Collected data:
..............................
PR #503, opened 2022-12-06
Validation - Boolean Primitive Type

### LINKED ISSUE #487: I want a primitive boolean validation
As an AaC user, I want a primitive validation for booleans, so that I can guarantee that fields with booleans values are represented as "true" or "false".

Partially address #329 

## References:

YAML Specification support for boolean values: https://stackoverflow.com/a/53648738

## AC:
- [x] There is a new primitive type validation for booleans
- [x] If the boolean values are treated as strings:
  - [x] The boolean primitive validation ensures that instances of "boolean" are true/false string values.
  - [x] When the values are compared, the string values should be converted to lowercase then compared -- allowing the user to use case insensitive FALSE/true values.
- [x] If a user puts a non-boolean value in a boolean field, their validation fails with an appropriate error message.

JustAChucklin:
closes #487 
- [x] There is a new primitive type validation for booleans
- [x] If the boolean values are treated as strings:
  - [x] The boolean primitive validation ensures that instances of "boolean" are true/false string values.
  - [x] When the values are compared, the string values should be converted to lowercase then compared -- allowing the user to use case insensitive FALSE/true values.
- [x] If a user puts a non-boolean value in a boolean field, their validation fails with an appropriate error message.


python/src/aac/plugins/first_party/primitive_type_check/validators/bool_validator.py
```diff
@@ -0,0 +1,39 @@
...
+def get_validator() -> PrimitiveValidationContribution:
+    """Return the Primitive Validator for 'boolean'."""
+    return PrimitiveValidationContribution(BOOL_VALIDATION_NAME, PRIMITIVE_TYPE_BOOL, validate_bool)
+
+
+def validate_bool(definition: Definition, value_to_validate: Any) -> Optional[ValidatorFinding]:
+    """
+    Returns a Validation finding if the type isn't valid, otherwise None.
+
+    `This function is intended to be used in the Validation apparatus, and for this result
```
Coffee2Bits, line 20:
```suggestion
    This function is intended to be used in the Validation apparatus, and for this result
```

python/src/aac/plugins/first_party/primitive_type_check/validators/bool_validator.py
```diff
@@ -0,0 +1,39 @@
...
+    to be collated with other finding into a larger ValidatorResult.
+
+    Arge:
+        definition (Definition): The definition that the value belongs to.
+        value_to_validate (Any): The value to be tested.
+
+    Returns:
+        `A ValidatorFinding if the value is not a boolean or None.
```
Coffee2Bits, line 28:
```suggestion
        A ValidatorFinding if the value is not a boolean or None.
```

Coffee2Bits (changes requested):
Looks good! Just need to register the bool validation to the plugin in order for the validate function to pick it up.

You'll need:
```python
def _get_primitive_validations() -> list[PrimitiveValidationContribution]:
    return [
        int_validator.get_validator(),
        bool_validator.get_validator(),
    ]
```
Here: https://github.com/jondavid-black/AaC/blob/464c7909e05a8f8dfec74705efa6a8a9b078d234/python/src/aac/plugins/first_party/primitive_type_check/__init__.py#L23-L26

After that, you should be able to force the error with the validate CLI command on a bad model.

JustAChucklin:
Ok pushed the commit through...I think your comments have been addressed @Coffee2Bits

PR #504, opened 2022-12-07
LanguageContext Update AaC File

### LINKED ISSUE #364: The LanguageContext should support updating the definition content in files
We currently don't have a method to propagate updates in the LanguageContext to the definition's source file, which is an issue for features that update definitions based on changes NOT made in the definition's source file. (e.g. the LSP vs the REST API.) 

## AC:
- [ ] The LanguageContext provides a new feature to synchronize the definitions in the context with their source files.
  - [ ] Definitions present in the file, but not the Language Context are removed from the file
  - [ ] Definitions in the file that differ from their LanguageContext counterparts are overwritten (source of truth is the LanguageContext)

Coffee2Bits:
Closes #364

* LanguageContext now supports pushing updated definitions to their respective AaC file
* Updating definitions via the REST API will result in updated AaC files
* Deleting a definition via the REST API removes it from the file
* Delete the last definition in a file via the REST API will remove the file


cvchaparro (changes requested):
Here are a few minor suggestions but, overall, I am still seeing a complete overwrite of a file when adding a new definition.

Coffee2Bits:
> Here are a few minor suggestions but, overall, I am still seeing a complete overwrite of a file when adding a new definition.

I'm not able to recreate this behavior.
Here's a screencap of the REST-API adding a new definition onto the end of the file. Can you provide details to recreate?

PR #508, opened 2022-12-14
Hotfix for some issues with plugin activation

Coffee2Bits:
* Fixed an exception when activating/deactivating a plugin by an invalid name


cvchaparro (approved):
Good catch!

PR #509, opened 2022-12-16
LanguageContext Prevents changes to Non-editable files

### LINKED ISSUE #365: The LanguageContext must only allow updates to definitions sourced from user-defined files
The LanguageContext must only allow updates to definitions sourced from user-defined files. The goal is to prevent users from changing definitions sourced from the core spec, plugins, and 3rd party user libraries. 

## AC:
- [x] If a definition's AaCFile's attribute `is_user_editable` is true, then the LanguageContext will allow the definition to be updated
- [x] If a definition's AaCFile's attribute `is_user_editable` is false, then the LanguageContext will not allow the definition to be updated and will log a warning.

Coffee2Bits:
Closes #365 

* The context now prohibits updates to definitions in non-editable files
* The context now prohibits removing definitions from non-editable files
* Non-editable files can still be added to the context


python/src/aac/lang/language_context.py
```diff
@@ -173,7 +176,7 @@ def remove_definition_from_context(self, definition: Definition):
         Args:
             definition (Definition): The Definition to remove from the context.
         """
-        if definition.uid in self.definitions_dictionary:
+        if definition.uid in self.definitions_dictionary and self._is_definition_editable(definition):
```
cvchaparro, line 179: I think we should make the `self._is_definition_editable(...)` call another `if` statement so we can give an error message that gives the user an appropriate understanding of what happened. Namely, if I try to delete `Primitives` I shouldn't be told that the definition isn't present but rather that the definition cannot be edited.

python/src/aac/lang/language_context.py
```diff
@@ -219,12 +222,11 @@ def update_definition_in_context(self, definition: Definition):
             definition (Definition): The Definition to update in the context.
         """
 
-        if definition.uid in self.definitions_dictionary:
-            old_definition = self.definitions_dictionary.get(definition.uid)
-
+        old_definition = self.definitions_dictionary.get(definition.uid)
+        if old_definition and self._is_definition_editable(definition):
```
cvchaparro, line 226: Similar to my comment above, we should also give a specific error message here for the case when someone tries to update a non-editable definition (i.e. `Primitives`, etc).

python/src/aac/lang/language_context.py
```diff
@@ -219,12 +222,11 @@ def update_definition_in_context(self, definition: Definition):
...
             self.remove_definition_from_context(old_definition)
             self.add_definition_to_context(definition)
-        else:
+        elif definition.uid not in self.definitions_dictionary:
             definitions_in_context = self.get_defined_types()
             logging.error(
                 f"Definition not present in context, can't be updated. '{definition.name}' not in '{definitions_in_context}'"
```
..............................
Exercise prompt
Reproduce each line above exactly.

Response
PR #503, opened 2022-12-06
Validation - Boolean Primitive Type

### LINKED ISSUE #487: I want a primitive boolean validation
As an AaC user, I want a primitive validation for booleans, so that I can guarantee that fields with booleans values are represented as "true" or "false".

Partially address #329 

## References:

YAML Specification support for boolean values: https://stackoverflow.com/a/53648738

## AC:
- [x] There is a new primitive type validation for booleans
- [x] If the boolean values are treated as strings:
  - [x] The boolean primitive validation ensures that instances of "boolean" are true/false string values.
  - [x] When the values are compared, the string values should be converted to lowercase then compared -- allowing the user to use case insensitive FALSE/true values.
- [x] If a user puts a non-boolean value in a boolean field, their validation fails with an appropriate error message.

JustAChucklin:
closes #487 
- [x] There is a new primitive type validation for booleans
- [x] If the boolean values are treated as strings:
  - [x] The boolean primitive validation ensures that instances of "boolean" are true/false string values.
  - [x] When the values are compared, the string values should be converted to lowercase then compared -- allowing the user to use case insensitive FALSE/true values.
- [x] If a user puts a non-boolean value in a boolean field, their validation fails with an appropriate error message.


python/src/aac/plugins/first_party/primitive_type_check/validators/bool_validator.py
```diff
@@ -0,0 +1,39 @@
...
+def get_validator() -> PrimitiveValidationContribution:
+    """Return the Primitive Validator for 'boolean'."""
+    return PrimitiveValidationContribution(BOOL_VALIDATION_NAME, PRIMITIVE_TYPE_BOOL, validate_bool)
+
+
+def validate_bool(definition: Definition, value_to_validate: Any) -> Optional[ValidatorFinding]:
+    """
+    Returns a Validation finding if the type isn't valid, otherwise None.
+
+    `This function is intended to be used in the Validation apparatus, and for this result
```
Coffee2Bits, line 20:
```suggestion
    This function is intended to be used in the Validation apparatus, and for this result
```

python/src/aac/plugins/first_party/primitive_type_check/validators/bool_validator.py
```diff
@@ -0,0 +1,39 @@
...
+    to be collated with other finding into a larger ValidatorResult.
+
+    Arge:
+        definition (Definition): The definition that the value belongs to.
+        value_to_validate (Any): The value to be tested.
+
+    Returns:
+        `A ValidatorFinding if the value is not a boolean or None.
```
Coffee2Bits, line 28:
```suggestion
        A ValidatorFinding if the value is not a boolean or None.
```

Coffee2Bits (changes requested):
Looks good! Just need to register the bool validation to the plugin in order for the validate function to pick it up.

You'll need:
```python
def _get_primitive_validations() -> list[PrimitiveValidationContribution]:
    return [
        int_validator.get_validator(),
        bool_validator.get_validator(),
    ]
```
Here: https://github.com/jondavid-black/AaC/blob/464c7909e05a8f8dfec74705efa6a8a9b078d234/python/src/aac/plugins/first_party/primitive_type_check/__init__.py#L23-L26

After that, you should be able to force the error with the validate CLI command on a bad model.

JustAChucklin:
Ok pushed the commit through...I think your comments have been addressed @Coffee2Bits

PR #504, opened 2022-12-07
LanguageContext Update AaC File

### LINKED ISSUE #364: The LanguageContext should support updating the definition content in files
We currently don't have a method to propagate updates in the LanguageContext to the definition's source file, which is an issue for features that update definitions based on changes NOT made in the definition's source file. (e.g. the LSP vs the REST API.) 

## AC:
- [ ] The LanguageContext provides a new feature to synchronize the definitions in the context with their source files.
  - [ ] Definitions present in the file, but not the Language Context are removed from the file
  - [ ] Definitions in the file that differ from their LanguageContext counterparts are overwritten (source of truth is the LanguageContext)

Coffee2Bits:
Closes #364

* LanguageContext now supports pushing updated definitions to their respective AaC file
* Updating definitions via the REST API will result in updated AaC files
* Deleting a definition via the REST API removes it from the file
* Delete the last definition in a file via the REST API will remove the file


cvchaparro (changes requested):
Here are a few minor suggestions but, overall, I am still seeing a complete overwrite of a file when adding a new definition.

Coffee2Bits:
> Here are a few minor suggestions but, overall, I am still seeing a complete overwrite of a file when adding a new definition.

I'm not able to recreate this behavior.
Here's a screencap of the REST-API adding a new definition onto the end of the file. Can you provide details to recreate?

PR #508, opened 2022-12-14
Hotfix for some issues with plugin activation

Coffee2Bits:
* Fixed an exception when activating/deactivating a plugin by an invalid name


cvchaparro (approved):
Good catch!

PR #509, opened 2022-12-16
LanguageContext Prevents changes to Non-editable files

### LINKED ISSUE #365: The LanguageContext must only allow updates to definitions sourced from user-defined files
The LanguageContext must only allow updates to definitions sourced from user-defined files. The goal is to prevent users from changing definitions sourced from the core spec, plugins, and 3rd party user libraries. 

## AC:
- [x] If a definition's AaCFile's attribute `is_user_editable` is true, then the LanguageContext will allow the definition to be updated
- [x] If a definition's AaCFile's attribute `is_user_editable` is false, then the LanguageContext will not allow the definition to be updated and will log a warning.

Coffee2Bits:
Closes #365 

* The context now prohibits updates to definitions in non-editable files
* The context now prohibits removing definitions from non-editable files
* Non-editable files can still be added to the context


python/src/aac/lang/language_context.py
```diff
@@ -173,7 +176,7 @@ def remove_definition_from_context(self, definition: Definition):
         Args:
             definition (Definition): The Definition to remove from the context.
         """
-        if definition.uid in self.definitions_dictionary:
+        if definition.uid in self.definitions_dictionary and self._is_definition_editable(definition):
```
cvchaparro, line 179: I think we should make the `self._is_definition_editable(...)` call another `if` statement so we can give an error message that gives the user an appropriate understanding of what happened. Namely, if I try to delete `Primitives` I shouldn't be told that the definition isn't present but rather that the definition cannot be edited.

python/src/aac/lang/language_context.py
```diff
@@ -219,12 +222,11 @@ def update_definition_in_context(self, definition: Definition):
             definition (Definition): The Definition to update in the context.
         """
 
-        if definition.uid in self.definitions_dictionary:
-            old_definition = self.definitions_dictionary.get(definition.uid)
-
+        old_definition = self.definitions_dictionary.get(definition.uid)
+        if old_definition and self._is_definition_editable(definition):
```
cvchaparro, line 226: Similar to my comment above, we should also give a specific error message here for the case when someone tries to update a non-editable definition (i.e. `Primitives`, etc).

python/src/aac/lang/language_context.py
```diff
@@ -219,12 +222,11 @@ def update_definition_in_context(self, definition: Definition):
...
             self.remove_definition_from_context(old_definition)
             self.add_definition_to_context(definition)
-        else:
+        elif definition.uid not in self.definitions_dictionary:
             definitions_in_context = self.get_defined_types()
             logging.error(
                 f"Definition not present in context, can't be updated. '{definition.name}' not in '{definitions_in_context}'"
```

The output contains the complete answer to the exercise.